In more broken down terms - we simply believe it. Not just in our heads, but in our hearts. It is a firm, decisive, intentional choice. We choose God. Our faith isn’t built on the rise and fall of our circumstances or emotional well being. Even the apostles lives give testimony to having a steadfast faith even in the midst of severe adversity. Our choice to believe that God still “has us” regardless of how we may feel is based on a trust that God reigns supreme over every detail. Even in the upsets. We choose belief.
We believe that Philippians 4:19 is true when it says, “And my God will meet all your needs according to the riches of his glory in Christ Jesus.
We believe Proverbs 18:24 that tells us Jesus is “...a friend that sticks closer than a brother.”
We believe Psalm 73:26 that says, “My health may fail, and my spirit may grow weak, but God remains the strength of my heart; he is mine forever.”
So I texted her back:
Believe it. Every time. When the loneliness creeps in. When the dissatisfaction bubbles us. When our own thoughts seek to consume us - believe it.
The Bible says that "as a man thinketh in his heart, so is he"(Prov 27:3).

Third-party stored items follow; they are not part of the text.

PR #4351, opened 2024-09-27
Use more compact storage for impl lookup buckets.

zygoloid:
If the bucket is of size zero or one, which is expected to be the common
case, then store it directly. For the remaining cases, use a side table
of lookup buckets.

### DIFF
--- a/toolchain/sem_ir/impl.h
+++ b/toolchain/sem_ir/impl.h
@@ -60,9 +60,10 @@ class ImplStore {
  private:
   // An ID of either a single impl or a lookup bucket.
   class ImplOrLookupBucketId : public IdBase {
-   public:
-    using IdBase::IdBase;
+   private:
+    explicit constexpr ImplOrLookupBucketId(int index) : IdBase(index) {}
 
+   public:
     // An explicitly invalid ID, corresponding to to ImplId::Invalid.
     static const ImplOrLookupBucketId Invalid;
 
--- a/toolchain/sem_ir/impl.h
+++ b/toolchain/sem_ir/impl.h
@@ -189,6 +189,7 @@ class ImplStore {
  private:
   ValueStore<ImplId> values_;
   Map<std::pair<TypeId, TypeId>, ImplOrLookupBucketId> lookup_;
+  // Buckets with at least 2 entries, which will be rare; see LookupBucketRef.
   llvm::SmallVector<llvm::SmallVector<ImplId, 2>> lookup_buckets_;
 };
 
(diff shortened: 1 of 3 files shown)


zygoloid:
Depends on #4336. Only review the final commit here.

toolchain/sem_ir/impl.h
```diff
@@ -57,22 +57,110 @@ struct Impl : public EntityWithParamsBase,
 // A collection of `Impl`s, which can be accessed by the self type and
 // constraint implemented.
 class ImplStore {
+ private:
+  // An ID of either a single impl or a lookup bucket.
+  class ImplOrLookupBucketId : public IdBase {
+   public:
+    using IdBase::IdBase;
```
jonmeow: Had you considered making the constructor private in order to emphasize use of the factory functions?

toolchain/sem_ir/impl.h
```diff
@@ -57,22 +57,110 @@ struct Impl : public EntityWithParamsBase,
 // A collection of `Impl`s, which can be accessed by the self type and
 // constraint implemented.
 class ImplStore {
+ private:
+  // An ID of either a single impl or a lookup bucket.
+  class ImplOrLookupBucketId : public IdBase {
```
jonmeow, line 62: Abstractly, we have a couple other things which have TinyPtrVector-like TODOs. Particularly NameScope's extended_scopes had seemed similar, but this approach won't work for it (I think it'd need to own the vector). I think this approach is fine, but I wanted to note this because I don't think this approach would work directly in other use-cases; I'm not sure precisely where the trade-offs stand to try to get something generally applicable.

toolchain/sem_ir/impl.h
```diff
@@ -100,9 +188,13 @@ class ImplStore {
 
  private:
   ValueStore<ImplId> values_;
-  Map<std::pair<TypeId, TypeId>, LookupBucket> lookup_;
+  Map<std::pair<TypeId, TypeId>, ImplOrLookupBucketId> lookup_;
+  llvm::SmallVector<llvm::SmallVector<ImplId, 2>> lookup_buckets_;
```
jonmeow, line 194:
```suggestion
  // Buckets with at least 2 entries, which will be rare; see LookupBucketRef.
  llvm::SmallVector<llvm::SmallVector<ImplId, 2>> lookup_buckets_;
```

jonmeow (approved):
Nice! Leaving it to you to figure out merging.

toolchain/sem_ir/impl.h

Our thoughts will determine our lives. If all we do is focus on our perceived losses, we will think life is nothing but a loss. So you must refocus on your purpose. And you only know that by reading and meditating on the Word. He will speak to your heart about your work, about your relationships, and your financial situation. He'll speak about what you're supposed to do that day. One day you will recognize the losses you felt - have now turned into gains. (added)
In the end - this thing you're going through - really doesn't involve other people - this is an issue that is between you and God.
Will you/me/we trust him with our futures - or do we continually live here thinking we've just been dropped here?
The downtime you have right now - in my humblest opinion - it's like you're sitting at a banquet table full blessing and are choosing not to eat. Jesus IS enough. He can become your best friend! Your husband! I’m inclined to believe that people would think I'm crazy for as much as I walk around the house talking out loud to the Lord, but I don't care. He's REAL. He's with me here talking with you, when I go to the grocery store, even going out to eat by myself. Which I do a lot.. because I covet my time alone with Him.
This is a journey of faith. Keep going!!! Please keep going! Allow the doors that you feel are shutting - redirect you. God will use all these things to bring out His good purposes in your life.”
I don’t know if anyone reading this is like my friend. I’m thrilled to report that as of our last text messaging, she felt like God was setting her free from the bondage of doubt that the enemy has held her in. I’m completely celebrating that with her!
But the same advice I gave to her - I want to give to you today….BELIEVE. Against any and all human thoughts that seek to to destroy the authority of God in your life. Believe. Refocus on Him. Turn worship music on. Remind yourself of the truth. Meditate on the Word of God. If you think that no one else might never come to your aid - remember - Jesus IS enough.